Through this we know:

  • that the data is JSON (defined by an RFC)
  • specifically conforms to a subset of JSON-LD (defined by a reference)
  • and uses the Activity Vocabulary syntax (also referenced)

The document also uses the language specified in RFC 2119 to define rules:

All properties with date and time values MUST conform to the "date-time" production in [RFC3339] with the one exception that seconds MAY be omitted. An uppercase "T" character MUST be used to separate date and time, and an uppercase "Z" character MUST be used in the absence of a numeric time zone offset.

Through the combination of defined language and references to RFCs and other technical documents, the document builds a comprehensive and normative definition of what constitutes valid ActivityStreams data.

This means that I think it is reasonable to define the 360Giving standard in terms of a technical document rather than a schema. This allows us a degree of separation between the definition of the standard, and the schema which then manifests or embodies the rules of the standard. This allows us to swap out the schema with other technology as the need arises, or upgrade the version of the technology as needed without triggering a standard upgrade process.
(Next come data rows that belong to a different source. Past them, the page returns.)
PR #2141, opened 2020-03-03
Replaced web3 types without own ones #1938

### LINKED ISSUE #1938: Replace remaining web3 types with our own ones
## Problem

We are still depending on web3 for several for some of the types in our repository:

https://github.com/comit-network/comit-rs/blob/ad8d7d34aa227777c3eb7b8b57f1cc0624fd6bbf/cnd/src/ethereum/mod.rs#L5-L8

## Goal

Not depending on web3.

## Recommendation

- check which of the types re-exported from web3 are actually in use
- inline types like `Block`, `Transaction` etc (at this stage, we might also remove the annoying `Option` wrappers around certain fields)
- remove web3 from our production dependencies

rishflab:
Moved the web3 dependency to dev-dependencies and created copies of
those types in the ethereum module.

Fixes #1938.

### DIFF
--- a/cnd/Cargo.toml
+++ b/cnd/Cargo.toml
@@ -20,12 +20,14 @@ diesel_migrations = "1.4.0"
 directories = "2.0"
 ethbloom = "0.6.4"
 fern = { version = "0.5", features = ["colored"] }
+fixed-hash = { version = "0.5", default-features = false }
 futures = { version = "0.1" }
 futures-core = { version = "0.3", features = ["compat", "async-await"], default-features = false, package = "futures" }
 genawaiter = "0.99"
 hex = "0.4"
 http-api-problem = { version = "0.15", features = ["with_warp"] }
 impl-template = "1.0.0-alpha"
+impl-serde = { version = "0.3.0", default-features = false }
 lazy_static = "1"
 libp2p = { version = "0.16" }
 libp2p-comit = { path = "../libp2p-comit" }
@@ -35,6 +37,7 @@ lru = "0.4.3"
 num = "0.2"
 paste = "0.1"
 pem = "0.7"
+primitive-types = { version = "0.6", features = ["serde"] }
 rand = "0.7"
 reqwest = { version = "0.10", default-features = false, features = ["json", "native-tls"] }
 serde = { version = "1", features = ["derive"] }
@@ -59,7 +62,6 @@ url = { version = "2", features = ["serde"] }
 uuid = { version = "0.8", features = ["serde", "v4"] }
 void = "1.0.2"
 warp = { version = "0.2", default-features = false }
-web3 = { version = "0.8", default-features = false, features = ["http"] }
 
 [dev-dependencies]
 base64 = "0.11"
@@ -71,3 +73,4 @@ serde_urlencoded = "0.6"
 spectral = { version = "0.6", default-features = false }
 tempfile = "3.1.0"
 testcontainers = "0.8"
+web3 = { version = "0.10", default-features = false, features = ["http"] }
--- a/cnd/src/ethereum/mod.rs
+++ b/cnd/src/ethereum/mod.rs
@@ -1,10 +1,63 @@
 #![warn(unused_extern_crates, missing_debug_implementations, rust_2018_idioms)]
 #![forbid(unsafe_code)]
 
-pub use web3::types::{
-    Address, Block, BlockId, BlockNumber, Bytes, Log, Transaction, TransactionReceipt,
-    TransactionRequest, H160, H2048, H256, U128, U256,
+pub use primitive_types::{
+    H160, H256, U128, U256
 };
+
+pub use ethbloom::{Bloom as H2048, Input};
+
+use fixed_hash::*;
+use impl_serde::impl_fixed_hash_serde;
+
+use hex::{FromHex, ToHex};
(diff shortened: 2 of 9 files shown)


cnd/src/ethereum/mod.rs
```diff
@@ -1,11 +1,78 @@
...
+use serde::{Deserialize, Deserializer, Serialize, Serializer};
+use std::fmt;
+
+pub type Index = U128;
+pub type Address = H160;
+
+construct_fixed_hash! {
+    pub struct H64(8);
+}
+impl_fixed_hash_rlp!(H64, 8);
```
thomaseizinger: I don't think we need the rlp encoding as we are never deserializing/serializing to the binary format of Ethereum transactions.

cnd/src/ethereum/mod.rs
```diff
@@ -1,11 +1,78 @@
...
+impl_fixed_hash_serde!(H64, 8);
+
+construct_uint! {
+	/// Unsigned 64-bit integer.
+	pub struct U64(1);
```
thomaseizinger: Can we avoid this if we just use a U256 for the status for now?

I think it is not used anywhere else.

cnd/src/ethereum/mod.rs
thomaseizinger: Would be nice to avoid the `impl_rlp` dependency.

cnd/src/ethereum/mod.rs
```diff
@@ -1,11 +1,78 @@
...
+use rustc_hex::{FromHex, ToHex};
+use serde::de::{Error, Visitor};
+use serde::{Deserialize, Deserializer, Serialize, Serializer};
+use std::fmt;
+
+pub type Index = U128;
+pub type Address = H160;
+
+construct_fixed_hash! {
+    pub struct H64(8);
```
thomaseizinger: This is only used for the nonce if I see this correctly? We could also use a bigger one here and then get rid of the `fixed-hash` dependency.

cnd/src/ethereum/mod.rs
```diff
@@ -16,3 +83,243 @@ impl IsStatusOk for TransactionReceipt {
...
+    pub transaction_log_index: Option<u64>,
+    /// Log Type
+    #[serde(rename = "logType")]
+    pub log_type: Option<String>,
+    /// Removed
+    pub removed: Option<bool>,
+}
+
+/// The block type returned from RPC calls.
+/// This is generic over a `TX` type.
```
thomaseizinger: This doc is now invalid :)

cnd/src/ethereum/mod.rs
```diff
@@ -16,3 +83,243 @@ impl IsStatusOk for TransactionReceipt {
...
+    pub size: Option<U256>,
+    /// Mix Hash
+    #[serde(rename = "mixHash")]
+    pub mix_hash: Option<H256>,
+    /// Nonce
+    pub nonce: Option<H64>,
+}
+
+#[derive(Copy, Clone, Debug, PartialEq)]
+pub enum BlockNumber {
```
thomaseizinger: Can we simplify this API based on our usage? I think we only ever use `Latest` here.

cnd/src/ethereum/mod.rs
```diff
@@ -16,3 +83,243 @@ impl IsStatusOk for TransactionReceipt {
...
+            BlockNumber::Latest => serializer.serialize_str("latest"),
+            BlockNumber::Earliest => serializer.serialize_str("earliest"),
+            BlockNumber::Pending => serializer.serialize_str("pending"),
+        }
+    }
+}
+
+/// Block Identifier
+#[derive(Clone, Copy, Debug, PartialEq)]
+pub enum BlockId {
```
thomaseizinger: Same for this, I think we statically use this in only one function.

cnd/Cargo.toml
```diff
@@ -37,6 +42,7 @@ paste = "0.1"
 pem = "0.7"
 rand = "0.7"
 reqwest = { version = "0.10", default-features = false, features = ["json", "native-tls"] }
+rustc-hex = "2.1.0"
```
thomaseizinger: We already depend on the `hex` crate, would be good to use that one instead of bringing in a 2nd dependency.

cnd/src/ethereum/mod.rs
rishflab: Tried and it doesn't pass tests, cant deserialise the test data. I would have to write a custom deserialiser?

thomaseizinger: I think that would be preferable over taking another dependency. According to https://github.com/ethereum/wiki/wiki/JSON-RPC#eth_gettransactionreceipt, the field is either 1 or 0. You could write a custom deserializer that turns it into a boolean :)

rishflab: The H64 is used for nonce field in block. I have replaced the status field with U256. 
`pub nonce: Option<H64>`
Throws an error when trying to deserialise the H64 into a H256. I was thinking I could modify the deserialiser for H256 to accept H64 but afaik it is generated by macros

rishflab: actually i think ill just create our own H64 type, all it needs is deserialise/serialise

Issue #1953, opened 2020-01-28
Finish re-modelling COMIT's core to account for HAN and HErc20


thomaseizinger:
## Problem

The protocol naming spike, with foresight for the Lightning integration identified that instead of a single swap protocol, we should be talking about a swap protocol _per ledger_.
This is a requirement for integration Lightning that allows us to re-use our existing swap protocols on the other ledger if we are doing a Lightning swap.

## Goal

Build on top of the work done in #2195 (and #2198) in order replace `rfc003` with `han` and `herc20` in the state and core. `rfc003` shall remain on DB, HTTP and COMIT APIs.

## Recommendation

I can't foresee a clear strategy until the work blocking this issue is done. That work used to be part of this issue, so it can only be easier to tackle this once all that is done, but it will still be a very major refactoring with unknowns. For that reason I would suggest this one should be treated as exploratory, with at least 2 people working on it at the same time.

You should not be touching the DB, HTTP API, COMIT API. The rfc003 request swap message has to stay as it is the one used on all APIs. Below that, then rfc003 should be gone.

D4nte:
Ok for those interested, after reading the code and trying to understand what could be done, I decided to split the `rfc003/events` trait in 2 `han/events` and `herc20/events` and see where it leads.....

D4nte:
Please note this is blocked as @thomaseizinger is currently doing a major refactoring that is creating merge conflicts.

D4nte:
Learnings on how to do this issue so far:
- Backward compatibility with HTTP/COMIT API seems possible by having some superseeding traits (e.g. Ledger) at `swap_protocols` level to be deleted later
- Backward compatibility with DB seems a waste of time. Possible options:
   - Remodel sql db from `rfc003_` to `han_bitcoin_..herc20_ethereum`: seems like waste of effort
   - Keep `rfc003_` compability: huge work, waste of effrt
   - Migrate to nosql first
- In any case, it seems like extracting comit as a lib first, then do the han/herc20 changes and make the comit-lib crate compile to finally integrate it with the cnd crate by working on the various APIs sounds easier and more strategic

D4nte:
Marked blocked until strategy is reviewed.

thomaseizinger:
Thanks for reporting that! It is a little hard to judge remotely on how to proceed.
I'll think about it and have a look at the draft PR later.

D4nte:
Assigning to @thomaseizinger as he wants to have a go.

[...]

PR #2142, opened 2020-03-03
1878 bitcoin matching transactions refactor

da-kami:


cnd/src/swap_protocols/rfc003/create_swap.rs
```diff
@@ -33,7 +33,7 @@ use genawaiter::{
 ///
 /// It is highly unlikely for Bob to fund the HTLC now, yet the current
 /// implementation is still waiting for that.
-pub async fn create_swap<D, A, AI, BI>(
+pub async fn create_alpha_watcher<D, A, AI, BI>(
```
tcharding: These two functions `create_alpha_watcher` and `create_beta_watcher` are now identical except for a single function call (and alpha/beta in the function comment).  Can we have some abstraction over this code please?  One idea would be to pass the function called (i.e., `watch_foo_ledger`) as an argument, not sure if this works with the turbo fish syntax needed but off the top of my head I don't see why not.

da-kami: Yeah, I discussed this with @thomaseizinger and we would go for a follow up PR it that's OK.

thomaseizinger: The split is possible but I think not trivial because of the `SwapEvent` type still requiring `AL, BL, AA, BA` and its use in `StateStore`.

In any case, the dupliation is an implementation detail and not that critical I would say :)

This is a nice step towards #1953, where we are going to need such functions, albeit they have to be ledger independent for that.

More importantly, this fixes a crucial runtime bug where we shared the instance of the Coroutine between the two watchers and is a blocker for @da-kami's feature. Hence, we opted not to scope creep to much and try to land the actual ticket that is motivating this :)

As always, if you have the time and will, you are happy to send a follow-up PR ;)

cnd/src/init_swap.rs
```diff
@@ -50,23 +51,37 @@ where
...
 
-            tokio::task::spawn(
-                create_swap::<D, bob::State<AL, BL, AA, BA, AI, BI>, AI, BI>(
-                    dependencies.clone(),
-                    accepted,
-                ),
-            );
+            tokio::task::spawn(create_alpha_watcher::<
+                D,
+                alice::State<AL, BL, AA, BA, AI, BI>,
```
da-kami: hahaha, that's a fun merge mistake here :P 
Bob listening on Alice' state ;)

Fixing this...

da-kami:
> Nicely done @da-kami :)
> 
> As discussed, there is a bunch of follow-up work possible now. At this stage, I would recommend to create tickets for it and no longer stretch the scope of this issue.
> 
> I see the following follow-up work:
> 
> * make `btsieve::bitcoin` and `btsieve::ethereum` use the same `find_relevant_blocks` function, including all the child functions like `walk_back_until` etc. Please mention in the ticket that we want to generalize the bitcoin one as the algorithm has been improved there.
> * remove the potential error path in `watch_for_created_outpoint` by making the matcher return the outpoint directly
> * inline the logic for `spends_from_with` inside `watch_for_spend_outpoint` and delete the whole `TransactionExt` trait + module
> * change the API of `watch_for_spent_outpoint` to take a public key instead of the spending script and adapt the matching to check, whether the transaction spends the outpoint using this key

Yes, thanks for summing it up! I would create follow-up PRs for all the issues mentioned, starting with the first one you mention (make Bitcoin and Ethereum use the same logic for finding relevant blocks).

thomaseizinger:
> > Nicely done @da-kami :)
> > As discussed, there is a bunch of follow-up work possible now. At this stage, I would recommend to create tickets for it and no longer stretch the scope of this issue.
> > I see the following follow-up work:
> > 
> > * make `btsieve::bitcoin` and `btsieve::ethereum` use the same `find_relevant_blocks` function, including all the child functions like `walk_back_until` etc. Please mention in the ticket that we want to generalize the bitcoin one as the algorithm has been improved there.
> > * remove the potential error path in `watch_for_created_outpoint` by making the matcher return the outpoint directly
> > * inline the logic for `spends_from_with` inside `watch_for_spend_outpoint` and delete the whole `TransactionExt` trait + module
> > * change the API of `watch_for_spent_outpoint` to take a public key instead of the spending script and adapt the matching to check, whether the transaction spends the outpoint using this key
> 
> Yes, thanks for summing it up! I would create follow-up PRs for all the issues mentioned, starting with the first one you mention (make Bitcoin and Ethereum use the same logic for finding relevant blocks).

You can also create follow-up PR yes :)
There are 3 days left in the sprint, where IIRC 2 of them you reserved for community (Fr + Mo). If you don't finish all of the above, please record them as tickets so stuff doesn't get lost.

cnd/src/btsieve/bitcoin/mod.rs
```diff
@@ -1,152 +1,217 @@
...
+        transaction.spends_to(&compute_address)
+    })
+    .await?;
 
-    loop {
-        // Delay so that we don't overload the CPU in the event that
-        // latest_block() and block_by_hash() resolve quickly.
+    let (vout, _txout) = transaction
+        .find_output(&compute_address)
+        .expect("Deployment transaction must contain outpoint described in pattern");
```
tcharding: Stale string (refers to 'pattern').

thomaseizinger: Good catch!
Luckily, that whole error path is going away soon :)

da-kami:
bors retry

da-kami:
> * make `btsieve::bitcoin` and `btsieve::ethereum` use the same `find_relevant_blocks` function, including all the child functions like `walk_back_until` etc. Please mention in the ticket that we want to generalize the bitcoin one as the algorithm has been improved there.

done in https://github.com/comit-network/comit-rs/pull/2172

> * remove the potential error path in `watch_for_created_outpoint` by making the matcher return the outpoint directly
> * inline the logic for `spends_from_with` inside `watch_for_spend_outpoint` and delete the whole `TransactionExt` trait + module
> * change the API of `watch_for_spent_outpoint` to take a public key instead of the spending script and adapt the matching to check, whether the transaction spends the outpoint using this key

WIP, https://github.com/comit-network/comit-rs/tree/1878-follow-up-bitcoin-matching

Issue #2132, opened 2020-03-02
Flaky dry test


thomaseizinger:
## Problem

We have a flaky dry test: https://app.circleci.com/jobs/github/comit-network/comit-rs/4310

## Goal

No flaky tests

## Recommendation

Fix it.

PR #2146, opened 2020-03-04
Properly wait for cnds to start up and accept requests

thomaseizinger:
Found this while debugging #2132. 

It is not fully going to solve it but help resilience of the test suite in general.

### DIFF
--- a/api_tests/lib/cnd/cnd_instance.ts
+++ b/api_tests/lib/cnd/cnd_instance.ts
@@ -5,7 +5,7 @@ import tempWrite from "temp-write";
 import { promisify } from "util";
 import { CndConfigFile, E2ETestActorConfig } from "../config";
 import { LedgerConfig } from "../ledgers/ledger_runner";
-import { HarnessGlobal } from "../utils";
+import { HarnessGlobal, sleep } from "../utils";
 import path from "path";
 import { LogReader } from "../ledgers/log_reader";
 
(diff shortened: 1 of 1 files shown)


api_tests/lib/cnd/cnd_instance.ts
```diff
@@ -74,7 +75,11 @@ export class CndInstance {
             }
         });
 
-        await sleep(1000); // allow the nodes to start up
+        const logReader = new LogReader(logFile);
+        await logReader.waitForLogMessage("Starting HTTP server on");
+
+        // we emit the log _before_ we start the http server, let's make sure it actually starts up
+        await sleep(1000);
```
D4nte: Can we put less than 1 sec?  Shall we update cnd to log actual readiness?

bonomat: I would leave it with 1 sec with this PR as this is an attempt to fix flaky e2e tests. But I like your proposal to print _actual readiness_. 
@thomaseizinger : can you create a follow-up ticket for that please?

thomaseizinger: I tried but it is not really possible because the future that warp gives us never resolves.

This is just an attempt to give warp _some_ time to actually bind the port etc.
We are waiting for a log line further up already.

A second is probably an overkill but it is hard to say, how much is enough.

You are obviously free to give it a try yourself :)
Not sure if its worth a ticket.
Once all tests run in parallel, this should be barely noticeable.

I do think there are (at least) several considerable drawbacks from a practical standpoint:

  • It's not an inconsiderable ask to write this style of document. It needs to be written carefully and carefully edited.
  • We'd need to decide how to version this document. Does the document itself update with a new version number, or do we issue a new document defining each version of the standard?
  • If we do a standard upgrade we need to write it in this technical document, change the version appropriately, and then also do the needful on the schema. This might double (or triple, in practice) our effort for not much benefit for MINOR upgrades.
  • How do PATCH upgrades work? If the bug is in the schema vs an oversight in the technical document?
  • How do proposal documents look in this world? Do they need to change? What work needs to be done to bring the SC along through this document.

Conclusion: I think this style of standardisation is quite powerful and flexible, but we need to consider it carefully. It may be that we are happy with the current approach we have, but it's worthwhile explicity deciding on that and writing this down somewhere so we can reference our justification.